Ich hab mal im Forum gesucht und es scheint mehrere zu geben die dieses PRoblem haben, aber es wurde auch gesagt, dass es eigentlich nichts schlimmes heißt.

----------

## stahlsau

jo, schlimm ists nicht, zumindest gibts keine unresolved symbols oder irgendsowas, mit dem ich mich sonst noch hier rumplagen muß  :Wink: 

Allerdings braucht emerge sync jetzt immer 20 minuten, und das ist auf jeden Fall ärgerlich...

----------

## Realmaker

Was hast du denn für einen Rechner?

----------

## nillsen

Kann es evtl auch an einer stark fragmentierten Festplatte liegen ? Ich stelle zumindest fest, das dass Update des Portage Cache von Tag zu Tag langsamer wird (update ca. alle 3 tage)

----------

## ruth

hi,

also da hab ich ja meine eigene theorie....  :Wink: 

ich denke, dass der portage tree mittlerweile zu gross ist, um ihn

ohne datenbank-backend in vernünftiger zeit zu indexieren...

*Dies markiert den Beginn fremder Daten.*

PR #36, opened 2026-06-07
feat(services/queries): list running queries + KILL via DMVs

### LINKED ISSUE #23: feat(services/queries): list running + KILL via DMVs
SQL DMV-backed running-query listing and session cancellation.

## Files

- `src/fabric_dw/services/queries.py`
- `tests/unit/services/test_queries.py`

## Public API

```python
async def list_running(sql: FabricSqlClient, target: SqlTarget) -> list[RunningQuery]: ...
async def kill(sql: FabricSqlClient, target: SqlTarget, session_id: int) -> None: ...
```

Behaviour:

- `list_running`: T-SQL join across `sys.dm_exec_sessions` and `sys.dm_exec_requests` (LEFT JOIN), filter `status` IN ('running','runnable','suspended'). Project columns matching `RunningQuery` model fields. Order by `total_elapsed_time` DESC. Returns parsed list.
- `kill`: validate `session_id` is a positive int. Execute `KILL '<id>'` via `sql.execute_nonquery`. Map driver permission errors to `PermissionDenied` (since KILL requires Monitor or Admin permission).

## SQL guarding

- Build SQL with parameterised values where possible. KILL does not accept parameters — use an int-cast guard plus an f-string, never raw user input.

## Tests

Mock `FabricSqlClient` entirely (patch its `execute` to return fixture rows; assert SQL text shape with a substring check). Cover:

- `list_running` returns parsed `RunningQuery` instances.
- `kill` with positive id runs `KILL '<id>'`.
- `kill` with non-positive id raises `ValueError`.
- Driver permission failure (in mock) → `PermissionDenied`.

## Dependencies

None — sql_client + models already merged.

## Branch + PR

`feat/services-queries` / `feat(services/queries): list running queries + KILL via DMVs`.

sdebruyn:
Closes #23

## Summary

- Adds `src/fabric_dw/services/queries.py` with `list_running` and `kill`
- `list_running`: LEFT JOIN `sys.dm_exec_sessions` + `sys.dm_exec_requests`, filters `status IN ('running','runnable','suspended')`, ordered by `total_elapsed_time DESC`, returns `list[RunningQuery]`
- `kill`: validates `session_id > 0` (raises `ValueError` otherwise), executes `KILL '<id>'` via `execute_nonquery` with explicit `int()` cast guard, maps `AuthError` to `PermissionDenied`
- `OUTER APPLY sys.dm_exec_sql_text` is **omitted** — `sys.dm_exec_sql_text` is not supported on Fabric DW; `query_text` is projected as a literal `NULL` instead

## Test plan

- [ ] `test_list_running_sql_references_dm_exec_sessions` — SQL contains the sessions DMV
- [ ] `test_list_running_sql_references_dm_exec_requests` — SQL contains the requests DMV
- [ ] `test_list_running_sql_filters_by_status` — SQL contains `r.status IN`
- [ ] `test_list_running_passes_target_to_execute` — correct target forwarded
- [ ] `test_list_running_returns_empty_list_when_no_rows` — empty result
- [ ] `test_list_running_returns_running_query_instances` — returns `RunningQuery` objects
- [ ] `test_list_running_parses_fields_correctly` — all fields mapped correctly
- [ ] `test_list_running_handles_null_query_text` — `None` query_text accepted
- [ ] `test_list_running_returns_all_rows` — multiple rows returned
- [ ] `test_kill_calls_execute_nonquery_with_kill_statement` — KILL SQL issued
- [ ] `test_kill_passes_target_to_execute_nonquery` — correct target forwarded
- [ ] `test_kill_returns_none_on_success` — returns None
- [ ] `test_kill_raises_value_error_for_zero` — `0` → ValueError
- [ ] `test_kill_raises_value_error_for_negative` — `-1` → ValueError
- [ ] `test_kill_raises_value_error_for_large_negative` — `-999` → ValueError
- [ ] `test_kill_maps_auth_error_to_permission_denied` — AuthError → PermissionDenied
- [ ] `test_kill_permission_denied_message_contains_session_id` — error message contains the session id

### DIFF
--- a/src/fabric_dw/services/queries.py
+++ b/src/fabric_dw/services/queries.py
@@ -1,0 +1,92 @@
+"""DMV-backed running-query listing and session cancellation for Fabric DW.
+
+Public API
+----------
+- :func:`list_running` — return all currently active queries via DMV JOIN.
+- :func:`kill`         — terminate a session by session_id via KILL.
+"""
+
+from __future__ import annotations
+
+from fabric_dw.exceptions import AuthError, PermissionDenied
+from fabric_dw.models import RunningQuery
+from fabric_dw.sql_client import FabricSqlClient, SqlTarget
+
+__all__ = [
+    "kill",
+    "list_running",
+]
+
+# NOTE: sys.dm_exec_sql_text is not supported on Fabric DW (Fabric Synapse
+# Analytics uses a different execution engine), so the OUTER APPLY for
+# query_text is omitted.  The query_text column is included in the SELECT as a
+# literal NULL so the RunningQuery model field is populated with None.
+_LIST_RUNNING_SQL = """\
+SELECT
+    r.session_id,
+    r.request_id,
+    r.status,
+    r.start_time,
+    r.total_elapsed_time,
+    s.login_name,
+    r.command,
+    NULL AS query_text
+FROM sys.dm_exec_sessions s
+LEFT JOIN sys.dm_exec_requests r ON r.session_id = s.session_id
+WHERE r.status IN ('running', 'runnable', 'suspended')
+ORDER BY r.total_elapsed_time DESC;
+"""
+
+
+def _build_kill_sql(session_id: int) -> str:
+    """Return a safe KILL statement for the given session id.
+
+    The ``session_id`` is cast to ``int`` explicitly so no arbitrary string
+    can be injected through this path.
+    """
+    safe_id = int(session_id)
+    return f"KILL '{safe_id}'"
+
+
+async def list_running(sql: FabricSqlClient, target: SqlTarget) -> list[RunningQuery]:
+    """Return all currently-executing or runnable queries on *target*.
+
+    Queries the ``sys.dm_exec_sessions`` / ``sys.dm_exec_requests`` DMVs,
+    filtering for rows whose ``status`` is one of ``running``, ``runnable``,
+    or ``suspended``, ordered by elapsed time descending.
+
+    Args:
+        sql: An authenticated :class:`~fabric_dw.sql_client.FabricSqlClient`.
+        target: The warehouse to query.
+
+    Returns:
+        A (possibly empty) list of :class:`~fabric_dw.models.RunningQuery`
+        instances, one per result row.
+    """
+    rows = await sql.execute(target, _LIST_RUNNING_SQL)
+    return [RunningQuery.model_validate(row) for row in rows]
+
+
+async def kill(sql: FabricSqlClient, target: SqlTarget, session_id: int) -> None:
+    """Terminate the session identified by *session_id* on *target*.
+
+    Args:
+        sql: An authenticated :class:`~fabric_dw.sql_client.FabricSqlClient`.
+        target: The warehouse to connect to.
+        session_id: A positive integer identifying the session to kill.
+
+    Raises:
+        ValueError: If *session_id* is not a positive integer (i.e. <= 0).
+        PermissionDenied: If the driver raises an :class:`~fabric_dw.exceptions.AuthError`
+            (KILL requires Monitor or Admin permission on Fabric DW).
+    """
+    if session_id <= 0:
+        msg = f"session_id must be a positive integer; got {session_id}"
+        raise ValueError(msg)
+
+    stmt = _build_kill_sql(session_id)
+    try:
+        await sql.execute_nonquery(target, stmt)
+    except AuthError as exc:
+        msg = f"Permission denied when trying to KILL session {session_id}: {exc}"
+        raise PermissionDenied(msg) from exc
--- a/tests/unit/services/test_queries.py
+++ b/tests/unit/services/test_queries.py
@@ -2,7 +2,7 @@
 
 from __future__ import annotations
 
-from datetime import datetime, timezone
+from datetime import UTC, datetime
 from unittest.mock import AsyncMock, MagicMock
 
 import pytest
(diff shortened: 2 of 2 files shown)


sdebruyn (commented):
## Code Review — PR #36 `feat(services/queries): list running queries + KILL via DMVs`

### Verdict: **APPROVE with notes** — one pre-commit/mypy failure blocks CI; everything else is non-blocking.

---

### 1. CI: pre-commit (mypy) fails — blocking

Running the full suite locally:

```
uv run ruff check .          → PASSED
uv run ruff format --check . → PASSED
uv run pytest tests/unit -q  → 187 passed
uv run pre-commit run --all-files → FAILED (mypy hook)
```

The failure is in `tests/unit/services/test_queries.py` line 220:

-->> der portage cache gehört in eine db (sic!!!)

nicht schlagen bitte... *grins*

gruss

rootshell

----------

## Realmaker

 *rootshell wrote:*   

> hi,
> 
> also da hab ich ja meine eigene theorie.... 
> 
> ich denke, dass der portage tree mittlerweile zu gross ist, um ihn
> ...

 Meine Rede

Gruss, Max

----------

## stahlsau

 *Quote:*   

> Was hast du denn für einen Rechner?

 

AMD @ 2300MHz, 786ram, A7N8X-deluxe-rev2, ähh...nochwas?  :Smile: 

Normalerweise ging das syncen immer in ca. 5 Minuten, je nachdem wieviel zu updaten war. Jetzt lass ich emerge sync immer über Nacht laufen, weils mir zu blöd ist dabeizusitzen und zu warten  :Wink: 

----------

## amne

 *nillsen wrote:*   

> Kann es evtl auch an einer stark fragmentierten Festplatte liegen ? Ich stelle zumindest fest, das dass Update des Portage Cache von Tag zu Tag langsamer wird (update ca. alle 3 tage)

 

Was für ein Dateisystem und wie viel ist auf der Platte noch frei? Wenn ich mich richtig erinnere sinkt die Performance bei Reiserfs (stark) ab wenn nicht mehr allzuviel (<5-10%) frei ist. Keine Ahnung wie das bei anderen Dateisystem ist - vermutlich aber ähnlich.

----------

## Genone

 *rootshell wrote:*   

> hi,
> 
> also da hab ich ja meine eigene theorie.... 
> 
> ich denke, dass der portage tree mittlerweile zu gross ist, um ihn
> ...

 

Hmm, wenn ich mich an das Format von /etc/portage/modules erinnern könnte würde ich dir jetzt sagen, wie du das anschalten kannst   :Wink: 

----------

## SnorreDev

Den Debug output habe ich auch immer wieder mal. Allerdings ist das beim naechsten Sync verschwunden, und taucht dann nach 1-4 Wochen wieder mal auf. Und das dauert dann auch ewig - egal ob auf meinem Server ( noch ReiserFS ) oder auf der Workstation ( xfs only )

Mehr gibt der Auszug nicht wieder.